FIG. 4 is an operation explanatory diagram when the main rotor shown in FIG. 2 rotates relative to the housing main body by a predetermined amount from the intermediate lock phase position to the advance side.

5 is an operation explanatory diagram when the main rotor shown in FIG. 2 is rotated relative to the housing main body by a predetermined amount from the intermediate lock phase position to the retard side.

[Explanation of symbols]

10 cam shaft, 11 advance passage, 12 retard passage, 20
... rotor member, 21 ... rotor body, 23 ... vane, 30
... housing member, 31 ... housing main body, 31b ... shoe part, B1 ... first control mechanism, B2 ... second control mechanism, 6
Reference numerals 1, 63: lock plate, 62, 64: lock spring, R1: advance oil chamber, R2: retard oil chamber, P1: passage for communicating the advance oil chamber with the first control mechanism, P2: retard oil chamber , Hydraulic passage, 100
... hydraulic control valve, 110 ... oil pump, 120 ... oil reservoir.
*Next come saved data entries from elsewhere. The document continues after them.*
Issue #1440, opened 2019-10-06
Document how to `add` a dependency with an exact version


homeworkprod:
Hi, Poetry newbie here, using Poetry v0.12.17.

Trying to get my dependencies specified in `requirements.txt` format into Poetry took me longer than expected. Here's what I've found.

- [x] I have searched the [issues](https://github.com/sdispater/poetry/issues) of this repo and believe that this is not a duplicate.

The short documentation section on [Exact [version] requirements](https://poetry.eustace.io/docs/versions/#exact-requirements), as opposed to others, includes no examples of the specific version format string and, this feels especially important for this case, a full Poetry command to add a specific version of a dependency.

I wanted to install a specific version of the `attrs` package (as an example), so I tried this:

- `poetry add attrs 19.1.0` results in
  ```
  Using version ^19.2 for attrs
  
  [PackageNotFound]  
  Package [19.1.0] not found.
  ```
  Nothing added to `pyproject.toml`.
  It seems that Poetry expects the version number to be a package name, which fits the usage string of the `add` command (`add [options here …] <name> (<name>)...`). That is fine. 

- `poetry add attrs==19.1.0`
  This is the format I expect to work as I'm used to it from `requirements.txt` and probably `setup.py` and other common, but older, approaches to specify requirements.

  The line `attrs = "=19.1.0"` gets added to `pyproject.toml`. This doesn't look wrong per se, but my understanding is that the equality sign is at least redundant/superfluous here and, thus, should not have been added automatically.

  And I'm not sure if it will actually work later on. Maybe Poetry assumes the second `=` is the start of the version number? That sounds like trouble.

  Maybe Poetry should normalize `==` to `=` as a special case?

- `poetry add attrs=19.1.0`
  This, to me, uses an unexpected format, coming from `requirements.txt` (where `==` seems to be/is common, though I'm not sure if a single `=` would work, too).

  However, the line `attrs = "19.1.0"` gets added to `pyproject.toml` and it looks correct to me.

- `poetry add 'attrs 19.1.0'`
  Okay, let's try to group package name and version number into arguments using quotes.

  Again, the line `attrs = "19.1.0"` gets added to `pyproject.toml`.

  This is fine, and not having to type `=` is nice (though the quotes then become necessary with this format), but should be documented.

- `poetry add 'attrs == 19.1.0'`
[...]

PR #1657, opened 2019-12-01
Add examples for 'poetry add' with a version constraint (#1440)

bitswamp:
This addresses the documentation aspect of #1440.

It's a documentation-only change which affects the main readme and the output of `poetry help add`. 

These are the places I looked first for this info, but if there are other suitable spots to change, or if a different constraint format is preferred, let me know.

Thanks for your time!

### DIFF
--- a/docs/docs/configuration.md
+++ b/docs/docs/configuration.md
@@ -100,7 +100,7 @@ Defaults to one of the following directories:
 
 - macOS:   `~/Library/Caches/pypoetry`
 - Windows: `C:\Users\<username>\AppData\Local\pypoetry\Cache`
-- Unix:    `~/.cache/pypoetry/virtualenvs`
+- Unix:    `~/.cache/pypoetry`
 
 ### `virtualenvs.create`: boolean
 


viq:
It would be appreciated for this to get in, as apparently people repeatedly stumble on this issue.

finswimmer:
Hello @bitswamp ,

thanks a lot for helping to improve the documentation!

At least in my tests, it is not necessary to begin the version constraint with a `=`. Just use the sign you need.

Do you agree with this?

fin swimmer

viq:
I disagree with this, 'package<5.0' doesn't work, you need to use
'package=<5.0' to get that constraint.

finswimmer:
Hello again,

can you address what "doesn't work"?

My testing:

```
[tool.poetry]
name = "my_project"
version = "0.1.0"
description = ""

[tool.poetry.dependencies]
python = "^3.7"

[build-system]
requires = ["poetry>=0.12"]
```

```
$ poetry install
Creating virtualenv my-project in /home/finswimmer/1440/.venv
Updating dependencies

Writing lock file

$ poetry add requests\<2.19.0

Updating dependencies

Writing lock file


Package operations: 5 installs, 0 updates, 0 removals

  - Installing certifi (2019.11.28)
  - Installing chardet (3.0.4)
  - Installing idna (2.6)
  - Installing urllib3 (1.22)
  - Installing requests (2.18.4)

$ poetry add "requests<2.18.0"

Updating dependencies

Writing lock file


Package operations: 0 installs, 3 updates, 0 removals

  - Updating idna (2.6 -> 2.5)
  - Updating urllib3 (1.22 -> 1.21.1)
  - Updating requests (2.18.4 -> 2.17.3)
```

Works without the `=`. The important thing when using `<` is to escape this sign by `\` or put the whole string within `"`. Because within a shell the `<` have a special meaning. The same for the `>`. I think it would be a good idea to give a note about this in the docs, because this might not be obvious to all people.

bitswamp:
I see in the 1.0.0 announcement another format was presented using @ instead of =. It's in the docs now at https://python-poetry.org/docs/cli/#add. 

I'll update this PR to remove the readme change and add the same text from the docs to the output of `poetry help add`.

PR #3724, opened 2021-02-24
Mitigate exception due to non-matching regex

maschinensehen:
# Pull Request Check List

Resolves: exception when running poetry with -vv or -vvv verbosity

Running poetry update -vv results in the following exception:

  AttributeError

  'NoneType' object has no attribute 'group'

  at /usr/local/lib/python3.7/site-packages/poetry/puzzle/provider.py:699 in debug
      695│
      696│         if message.startswith("fact:"):
      697│             if "depends on" in message:
      698│                 m = re.match(r"fact: (.+?) depends on (.+?) \((.+?)\)", message)
  → 699│                 m2 = re.match(r"(.+?) \((.+?)\)", m.group(1))
      700│                 if m2:
      701│                     name = m2.group(1)
      702│                     version = " ({})".format(m2.group(2))
      703│                 else:

### DIFF
--- a/poetry/puzzle/provider.py
+++ b/poetry/puzzle/provider.py
@@ -711,20 +711,21 @@ class Provider:
         if message.startswith("fact:"):
             if "depends on" in message:
                 m = re.match(r"fact: (.+?) depends on (.+?) \((.+?)\)", message)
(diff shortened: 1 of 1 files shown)


Secrus:
This code is already present in current `master` branch. Closing.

Continued on front page F-term (reference) 3G018 AB12 BA10 BA33 CA19 DA53 DA54 DA56 DA57 DA70 DA74 EA21 FA01 FA16 GA02 GA03 GA11 GA22 GA38

Claims (2)

[Claims] 1. A housing member that rotates integrally with a crankshaft or a camshaft of an internal combustion engine, and is rotatably assembled to a shoe portion provided on the housing member and advances into the housing member by a vane portion. A rotor member that forms a square oil chamber and a retard oil chamber and rotates integrally with the camshaft or the crankshaft, and unlocks by supplying hydraulic oil to allow relative rotation between the housing member and the rotor member The lock operation is performed by discharging the hydraulic oil, and the relative rotation of the housing member and the rotor member is performed at a lock phase position in an intermediate region excluding a rotation limit position at both ends between the most advanced phase position and the most retarded phase position. A valve opening / closing timing control device including a regulating relative rotation control mechanism, and a hydraulic circuit that controls supply and discharge of hydraulic oil to and from the advance oil chamber and the retard oil chamber and the relative rotation control mechanism. A first control mechanism for regulating the relative rotation to the advance side when the relative rotation control mechanism is locked at the lock phase position, and a first control mechanism for controlling the relative rotation to the retard side when the lock operation is performed at the lock phase position. The second that regulates rotation
A hydraulic control circuit configured to supply and discharge hydraulic oil from the hydraulic circuit to the advance oil chamber through the first control mechanism, and hydraulic oil from the hydraulic circuit to the retard oil chamber through the second control mechanism. And a passage for communicating the advanced oil chamber with the first control mechanism, and the retarded oil chamber and the second
A valve opening / closing timing control device, wherein a passage for communicating a control mechanism is set so as to function as a throttle at the lock phase position. 2. The valve opening / closing timing control device according to claim 1, wherein when the rotor member rotates relative to the housing member by a predetermined amount or more from the lock phase position to an advance side or a retard side, the advance angle is set. A valve opening / closing timing control device characterized in that a throttle function on a side or a retard side is released.